DATA FOR ANALYSIS —
PR #1251, opened 2026-07-24
`lute/debug`: add prototype DAP adapter for breakpoints

wizhao96:
A basic implementation of a DAP adapter that can handle breakpoints, continuing, and pausing
* Also changes `onBreakpointInstall` to signal when installation fails as well

Screenshot 2026-07-24 at 3 22 39 PM
(Note: line highlighting is provided by stack frames, which is why it's stuck at line 1 above. really the important thing to look at is the breakpoints bar in the bottom left, where we can see that we've hit a bp)

### DIFF
--- a/definitions/debugger.luau
+++ b/definitions/debugger.luau
@@ -18,7 +18,8 @@ export type Breakpoint = {
 export type LaunchConfig = {
 	--- called when a breakpoint `bp` is hit; execution is paused until continueProcess() is called
 	onBreakpointHit: ((bp: Breakpoint) -> ())?,
-	--- called when breakpoint `bp` is successfully installed in the VM
+	--- called when there is has been an attempt to install the breakpoint `bp` on the VM, regardless
+	--- of success and failure. check the status of `bp` to see if the attempt has succeeded or failed.
 	onBreakpointInstall: ((bp: Breakpoint) -> ())?,
 	--- called when a breakpoint `bp` is uninstalled from the VM
 	onBreakpointUninstall: ((bp: Breakpoint) -> ())?,
--- a/lute/debug/src/debuginternals.cpp
+++ b/lute/debug/src/debuginternals.cpp
@@ -72,10 +72,10 @@ Breakpoint Target::setBreakpoint(std::string sourcePath, int line)
     // they are scheduled for pending installs.
     if (childRuntime && paused)
     {
-        bool installed = installBreakpoint(childRuntime->GL, it->second);
+        installBreakpoint(childRuntime->GL, it->second);
         Breakpoint bpCopy = it->second;
         lock.unlock();
-        if (installed && launchConfig.onBreakpointInstall)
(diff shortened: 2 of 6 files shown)


tests/cli/debug.test.luau
```diff
@@ -107,6 +119,60 @@ test.suite("LuteDebug", function(suite)
 		dapStream.dapLoop(reader, write)
 		checkEquivalence(getWritten())
 	end)
+	-- tests specifically for DAP set breakpoints format
```
wizhao96: it's actually quite hard to write end-to-end tests in this format because the DAP adapter is async. our `chunkReader` and `chunkWriter` are not yielding and generally can't support the asynchronous input/output. thus, we can't for example test `onBreakpointHit` and the subsequent `continueProcess` easily

definitions/debugger.luau
```diff
@@ -17,7 +17,8 @@ export type Breakpoint = {
 export type LaunchConfig = {
 	--- called when a breakpoint `bp` is hit; execution is paused until continueProcess() is called
 	onBreakpointHit: ((bp: Breakpoint) -> ())?,
-	--- called when breakpoint `bp` is successfully installed in the VM
+	--- called when there is has been an attempt to install the breakpoint `bp` on the VM, regardless
+	--- of success and failure. check the status of `bp` to see if the attempt has succeeded or failed.
```
wizhao96, line 22: we change this definition so that a IDE can actually see when a bp fails to install for whatever reason

lute/debug/src/debuginternals.cpp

PROMPT — Report the number of lines, in the entries above, that contain the word "fails", without any other text.

EXERCISE RESULT — 2